Did your house just get bigger? As this infographic from Will from Mortgage Choice shows (for those who can afford to buy Australia’s high cost housing) the average floor size is set to continue rising to 243.6 m2.
This infographic details the house (by floor area) and household size (people per household) trends in Australia in comparison to the rest of the world. What was highlighted was the fact that only recently had household sizes increased (possibly for the first time since European settlement) due to us using our houses (and excess spare rooms) more effectively or due to housing costs becoming unaffordable – forcing Gen Y’s to stay at home for longer periods in the family home. In terms of living space, the average is getting bigger with land lots shrinking over time. There is also a growing trend of building a home to cover as much of the land lot (as permissable by council regulations) with smaller backyards and open space in comparison to historical past. Homes in the USA were traditionally the largest, but Australia has now overtaken them with the average floor area of a new home being 243.6m2. Interestingly, Australians continue to build even larger homes during the GFC while our American counterparts reduced their home sizes which may reflect our love of our “McMansions” or our resilience of our economy in comparison to the world.

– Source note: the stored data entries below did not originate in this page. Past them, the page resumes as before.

PR #239, opened 2021-09-27
Feature/at 6658 integration test sample

tomarnold-ccpo:


kylelaker-ccpo:
I think this is a good start but I don't like seeing us convert the expectations set out in the OpenAPI spec into code ourselves. All of the `expect().toHaveProperty()` all have to be manually changed if we change the API. They also rely on us understanding the API spec correctly as we write the tests. And that's just... not great. We're basically duplicating the contents of the spec into the tests.

Is there a library, tool, or framework that we can pass the spec file to and have it automatically test our API? Perhaps we'd need to add some metadata, examples, or other data, but it'd be far better than adding a mountain of maintenance burden. And while this PR isn't doing that today, if we don't find a way to make the API spec the single source of truth for automatically generating as much as possible, it has the possibility of becoming that burden.

kylelaker-ccpo:
https://github.com/openapi-library/OpenAPIValidators/tree/master/packages/jest-openapi maybe?

PR #246, opened 2021-09-27
Require Authentication for all API operations

jasonburkert-ccpo:
Adds an API Gateway token-based lambda authorizer function `authorizer.ts` and unit tests

TODO
- [x] create the lambda function (API GW dev guide p.297)
- [x] create unit tests
- [ ] parse token to get principal identifier in function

In terms of construction costs of a new home, we have seen an increase over the years mainly due to inflation. Advancements in construction methods and technology has allowed us to build a home for cheaper, more thermal efficient and at a lower price than the past. However, this has not reduced the affordability of homes with Australia having one of the most unaffordable housing in the world. This re-enforces the issue that cost of materials and labour is not the driving force of rising house prices as it is relatively cheap to add an extra 10sqm to a new home which will only cost a few thousand dollars as opposed to purchasing a larger land lot. This is a driving motivator for new home builders to “build larger”, pushing up the national average in house size.
Gen Y’s have shown to have the mindset of saving more than their previous generations – contrary to popular belief that they are more liberal with their spending. We are already seeing, and will continue to see a growing population staying at the family home longer in order to save for a deposit as housing costs continue to increase. Some steps Gen Ys can take include budgeting more carefully and cutting out any unnecessary expenditure and saving as large of a deposit as possible for a property to reduce the size of the home loan required to be taken out.
The increase in household size may be attributed to several factors other than Gen Y’s staying at home longer, but due to high costs, many opt for a shared housing approach with their peers by splitting costs and therefore utilising all available rooms in a home.
Lenders will continue to provide funds in the market provided that there is no major risk of a housing price collapse. One of the other factors that goes into keeping the house prices up, is the high LVR home loans. And as such, 95%-100% lend home loans are making a comeback indicating funds are being more readily available than the post-GFC period as lenders are becoming less risk-averse.